| Sunday November 23rd 2014

Feedburner

Subscribe by email:

We promise not to spam/sell you.


Search Amazon deals:

Clean Room Implementation of Google Page Rank Algorithm


google-page-rank.png

Finally a clean-room implementation of Google’s Page Rank Algorithm in Java, reverse-engineered from their numerous commentary on Page Rank.

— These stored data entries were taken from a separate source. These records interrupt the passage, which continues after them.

PR #85, opened 2026-07-01
fix(hpo): wire random_state parameter for deterministic optimization

### LINKED ISSUE #76: [Bug]: Title: GAMOptSettings.random_state is unused — GAM exploration is non-deterministic
### Bug Description

# GAMOptSettings.random_state is unused — GAM exploration order is non-deterministic

## Summary

`GAMOptSettings` exposes `random_state` (default `64`), but `GAMOptimizer` never uses it. Initial hyperparameter exploration calls `random.shuffle()` on the global RNG, so repeated experiments with the same settings can evaluate **different RAG config sequences** (retrieval window, chunk count, etc.).

This blocks reproducible benchmarks and confounds prompt A/B tests (e.g. baseline vs PR #75) when GAM is enabled.

## Root cause

In `ai4rag/core/hpo/gam_opt.py`:

```python
@dataclass
class GAMOptSettings(OptimizerSettings):
    n_random_nodes: int = 4
    evals_per_trial: int = 1
    random_state: int = 64   # defined but unused
```

```python
def evaluate_initial_random_nodes(self) -> None:
    ...
    random.shuffle(combinations_local)  # global RNG, ignores random_state
```

`RandomOptimizer` (`random_opt.py`) has the same pattern — no seed parameter, uses `random.shuffle(combinations)`.

Docs list `random_state`: https://ibm.github.io/ai4rag/latest/api-reference/core/hpo/

### 1. Wire `random_state` in GAM (and Random) optimizers

```python
# GAMOptimizer.__init__
self._rng = random.Random(self.settings.random_state)

# evaluate_initial_random_nodes
self._rng.shuffle(combinations_local)
```

Add `random_state: int = 64` to `RandomOptSettings` and use the same pattern in `RandomOptimizer`.

### 2. Optional: experiment-level seed

`AI4RAGExperiment(..., experiment_seed: int | None = None)` — if set, propagate to optimizer `random_state` when not explicitly provided.

### 3. Tests

- Mock objective with deterministic scores.
- Assert two `GAMOptimizer.search()` runs with identical `search_space`, `GAMOptSettings(max_evals=N, n_random_nodes=M, random_state=42)` evaluate the **same ordered list** of param dicts.

### 4. Docs

Update `user-guide/optimizers.md` with reproducibility guidance.

## Related improvements (separate / follow-up)

| Item | Why |
|------|-----|
| Benchmark mode `temperature=0` | Reduce LLM score variance during eval |
| `evaluate_fixed_patterns(patterns: list[dict])` or document `known_observations` for replay | Prompt-only A/B without GAM confounding |
| Persist exploration trace (evaluated params + scores per step) | Debug cross-run differences |

## References

- HPO API: https://ibm.github.io/ai4rag/latest/api-reference/core/hpo/
- Comparative analysis: RHOAI/AutoRAG William benchmark notebooks using `GAMOptSettings(max_evals=10, n_random_nodes=4)`

## Environment

- ai4rag: `move-autorag-components-code-to-ai4rag` / `fix-prompts` branches
- Optimizer: `GAMOptimizer` via `AI4RAGExperiment.search()`
- Metric: `faithfulness` (Unitxt)

### Steps to Reproduce

Run GAM based experiment multiple times.

## Expected behavior

- `GAMOptSettings(random_state=42)` → same sequence of evaluated param dicts across runs (given deterministic objective scores).
- Document what `random_state` controls (config exploration order) vs what it does **not** control (LLM stochasticity at `temperature=0.2`).

## Observed behavior

William benchmark comparative runs (`max_evals=10`, `n_random_nodes=4`) produced different “best” retrieval configs across runs on the **same** ai4rag branch — e.g. baseline best `window=3, chunks=5` vs PR #75 best `window=1, chunks=3`. `Pattern1`…`Pattern10` labels are evaluation ordinals, not fixed configs, so cross-run pattern names are not comparable.

### Environment

```markdown
- ai4rag version:
- Python version:
- OGX version:
- Vector Store (Milvus/ChromaDB):
- Operating System:
```

### Error Logs

```shell

```

### Additional Context

_No response_

LukaszCmielowski:
Fixes #76

Both GAMOptimizer and RandomOptimizer now use dedicated RNG instances seeded with settings.random_state instead of the global random module. This enables reproducible HPO experiments with identical exploration order across runs.

Changes:
- GAMOptimizer: Add self._rng instance, use in evaluate_initial_random_nodes
- RandomOptimizer: Add random_state to settings, add self._rng instance, use in search
- RandomOptimizer: Copy combinations list before shuffle to avoid mutating original
- Add 4 new determinism tests (2 per optimizer) verifying same/different random_state behavior
- Update test_random_opt_settings_to_dict to expect random_state in output
- Update test_search_shuffles_combinations to mock optimizer._rng instead of global random

All 53 optimizer tests passing (37 GAM + 16 Random).

## Description
Brief summary of changes

## Motivation
Why is this change needed?

## Changes
- Another change

## Testing
How did you test this?

## Checklist
- [ ] Tests added/updated
- [ ] Documentation updated
- [ ] All checks passing

### DIFF
--- a/ai4rag/core/hpo/base_optimizer.py
+++ b/ai4rag/core/hpo/base_optimizer.py
@@ -28,6 +28,12 @@ class OptimizerSettings:
     ----------
     max_evals : int
         Maximum number of evaluations performed during optimization process.
+    random_state : int, default=64
+        Seed for random number generator controlling exploration order.
+        Use the same seed across runs to get deterministic evaluation
+        sequences (given deterministic objective function scores).
+        Does NOT control: LLM temperature, benchmark sampling, or other
+        non-optimizer randomness.
 
     Methods
     -------
@@ -36,6 +42,7 @@ class OptimizerSettings:
     """
 
     max_evals: int
+    random_state: int = 64
 
     def to_dict(self) -> dict:
         """
--- a/ai4rag/core/hpo/base_optimizer.py
+++ b/ai4rag/core/hpo/base_optimizer.py
@@ -32,8 +32,6 @@ class OptimizerSettings:
         Seed for random number generator controlling exploration order.
         Use the same seed across runs to get deterministic evaluation
         sequences (given deterministic objective function scores).
-        Does NOT control: LLM temperature, benchmark sampling, or other
-        non-optimizer randomness.
 
     Methods
     -------
--- a/ai4rag/core/hpo/gam_opt.py
+++ b/ai4rag/core/hpo/gam_opt.py
@@ -75,6 +75,7 @@ class GAMOptimizer(BaseOptimizer):
         self.evaluations = []
         self._evaluated_combinations = []
         self._encoders_with_columns: list[tuple[str, LabelEncoder]] = []
+        self._rng = random.Random(self.settings.random_state)
 
         if known_observations:
             self._load_known_observations(known_observations)
@@ -193,7 +194,7 @@ class GAMOptimizer(BaseOptimizer):
             return
 
         combinations_local = [c for c in copy(self._search_space.combinations) if c not in self._evaluated_combinations]
-        random.shuffle(combinations_local)
+        self._rng.shuffle(combinations_local)
 
         gen = (x for x in combinations_local)
 
--- a/ai4rag/core/hpo/gam_opt.py
+++ b/ai4rag/core/hpo/gam_opt.py
@@ -29,6 +29,8 @@ class GAMOptSettings(OptimizerSettings):
 
     Parameters
     ----------
+    max_evals : int
+        Maximum number of evaluations performed during optimization process.
     n_random_nodes : int, default=4
         Number of random configurations to evaluate before starting GAM iterations.
     evals_per_trial : int, default=1
@@ -36,7 +38,7 @@ class GAMOptSettings(OptimizerSettings):
     random_state : int, default=64
         Inherited from OptimizerSettings. Controls shuffle order of initial
         random exploration phase. Does NOT control GAM model randomness
-        (GAM training is deterministic) or LLM generation stochasticity.
+        (GAM training is deterministic).
     """
 
     n_random_nodes: int = 4
@@ -85,7 +87,6 @@ class GAMOptimizer(BaseOptimizer):
         self.evaluations = []
         self._evaluated_combinations = []
         self._encoders_with_columns: list[tuple[str, LabelEncoder]] = []
-        self._rng = random.Random(self.settings.random_state)
 
         if known_observations:
             self._load_known_observations(known_observations)
@@ -204,7 +205,7 @@ class GAMOptimizer(BaseOptimizer):
             return
 
         combinations_local = [c for c in copy(self._search_space.combinations) if c not in self._evaluated_combinations]
-        self._rng.shuffle(combinations_local)
+        random.Random(self.settings.random_state).shuffle(combinations_local)
 
         gen = (x for x in combinations_local)
 
--- a/ai4rag/core/hpo/gam_opt.py
+++ b/ai4rag/core/hpo/gam_opt.py
@@ -26,11 +26,21 @@ class GAMOptSettings(OptimizerSettings):
     Settings for the GAMOptimizer. For the detailed description
     of parameters for Generalized Additive Models, please see pygam
     documentation.
+
+    Parameters
+    ----------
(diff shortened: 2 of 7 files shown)


ai4rag/core/hpo/base_optimizer.py
```diff
@@ -28,6 +28,12 @@ class OptimizerSettings:
     ----------
     max_evals : int
         Maximum number of evaluations performed during optimization process.
+    random_state : int, default=64
+        Seed for random number generator controlling exploration order.
+        Use the same seed across runs to get deterministic evaluation
+        sequences (given deterministic objective function scores).
+        Does NOT control: LLM temperature, benchmark sampling, or other
+        non-optimizer randomness.
```
jakub-walaszczyk: I do not think we need to introduce this context to the optimizer settings. Potentially optimizer classes can be taken out and reused in other place. I think we should remove these 2 lines of what it does not do.

ai4rag/core/hpo/gam_opt.py
```diff
@@ -26,11 +26,21 @@ class GAMOptSettings(OptimizerSettings):
...
+    Parameters
+    ----------
+    n_random_nodes : int, default=4
+        Number of random configurations to evaluate before starting GAM iterations.
+    evals_per_trial : int, default=1
+        Number of configurations to evaluate per GAM iteration.
+    random_state : int, default=64
+        Inherited from OptimizerSettings. Controls shuffle order of initial
+        random exploration phase. Does NOT control GAM model randomness
+        (GAM training is deterministic) or LLM generation stochasticity.
```
jakub-walaszczyk: Same here, to remove that it does not control LLM. GAM model randomness is fair and accurate to keep.

ai4rag/core/hpo/gam_opt.py
```diff
@@ -75,6 +85,7 @@ def __init__(
         self.evaluations = []
         self._evaluated_combinations = []
         self._encoders_with_columns: list[tuple[str, LabelEncoder]] = []
+        self._rng = random.Random(self.settings.random_state)
```
jakub-walaszczyk: We do not need to store it in the instance, do we?

ai4rag/core/hpo/gam_opt.py
```diff
@@ -193,7 +204,7 @@ def evaluate_initial_random_nodes(self) -> None:
             return
 
         combinations_local = [c for c in copy(self._search_space.combinations) if c not in self._evaluated_combinations]
-        random.shuffle(combinations_local)
+        self._rng.shuffle(combinations_local)
```
jakub-walaszczyk: Instead of storing `_rng` maybe we could simply: `random.Random(self.settings.random_state).shuffle(combinations_local)`

ai4rag/core/hpo/random_opt.py
```diff
@@ -15,7 +15,17 @@
...
+    """Settings for random optimizer.
+
+    Parameters
+    ----------
+    max_evals : int
+        Maximum number of configurations to evaluate.
+    random_state : int, default=64
+        Inherited from OptimizerSettings. Controls shuffle order of
+        search space combinations. Does NOT control LLM generation
+        stochasticity or benchmark sampling randomness.
```
jakub-walaszczyk: Same story: maybe we should remove part about LLM generation settings here.

jakub-walaszczyk:
Why removing `self._rng` is the right call:

  1. It was a footgun. A stored `random.Random` instance carries mutable state — after `shuffle()`, its internal position
  advances. If `search()` were called twice on the same optimizer (or if any other method used `self._rng`), the second
  call would produce different results with the same seed. That violates the contract implied by `random_state`.
  2. Inline `random.Random(seed).shuffle(...)` is idempotent. Each call creates a fresh RNG from the seed, so identical
  inputs always produce identical outputs regardless of how many times `search()` runs. This is the correct pattern for
  seed-controlled reproducibility.
  3. No shared state across subclasses. `RandomOptimizer` and `GAMOptimizer` each shuffle independently in their own `search()/evaluate_initial_random_nodes().` A base-class `_rng` would have implied a shared sequencing contract that doesn't exist.
  4. Minimal allocation cost. Constructing `random.Random(int)` is trivially cheap — there's no performance reason to
  cache it.

jakub-walaszczyk (approved):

public static int getPageRank(url) {
// start off with a random low PR
int pageRank = rand.getInt(0, 3);

if ( isHostedOn(‘google.com’, url) ) {
pageRank++;
} else if ( isHostedOn(‘microsoft.com’, url) ) {
pageRank–;
}
// Support valid pages
if (isValidPage(url) ) {
pageRank += 1;
}


tag_value['b'] = 1;
tag_value['h2'] = 2;
tag_value['h1'] = 3;
tag_value['strong'] = -1; // W3C sux!
pageRank = calculateTagsPR(tag_value, pagerank);

// Sergey said good news sites have
// lots of nested tables
tablesOnPage = getTagCount(‘table’);
if (tablesOnPage >= 50) {
pageRank += 2;
}

if (pageRank >= 5) {
pageRank = 4; // helps selling AdWords
}

if (linksFrom(‘mattcutts.com’, url) >= 4) {
// I link to “clean” sites only
// ? Matt, Feb 2006
pagerank += 2;
}

pagerank += countBacklinks(url) / 10000;

blacklist1 = getList(‘c:chinese-government-censored.txt’);
blacklist2 = getList(‘c:larry-page-hatelist.txt’);
if ( inArray(blacklist1, url) || inArray(blacklist2, url) ) {
pageRank = 0;
}

d = dashesInUrl(url);
pageRank = (d >= 3) ? pageRank -1 : pageRank + 1;

if (inString(url, “how to build a bomb”)) {
// added on request. 2004-12-01.
recipient = “peter@homelandsecurity.gov”;
subject = “You might wanna check this…”;
sendMailTo(recipient, subject, url);

// page might still be relevant
pageRank++;
}

if (month() == “June” || month() == “October”) {
// makes people talk about
// PR updates, good publicity
pagerank -= randomNumber(1,3);
}

if (checkIdenticalPageAndLinkColor) {
// spammer!! Googleaxe it!!
pagerank = 0;
}

if (url == “http://www.nytimes.com”) {
// just testing, pls remove tomorrow
// ? Frank, June 2003
pagerank = 10;
}

//Don’t show PR above 10
if(pagerank > 10) pagerank = 10;

return pagerank;
}

Modified (to Java and added normalization etc.) from idea and original code by Jack Tang.

Related Posts: On this day...

Reader Feedback

One Response to “Clean Room Implementation of Google Page Rank Algorithm”

  1. Sam says:

    I like the helpful info you supply to your articles. I will bookmark your weblog and check once more here regularly. I am relatively certain I?ll be told plenty of new stuff proper here! Best of luck for the next!

Leave a Reply

You must be logged in to post a comment.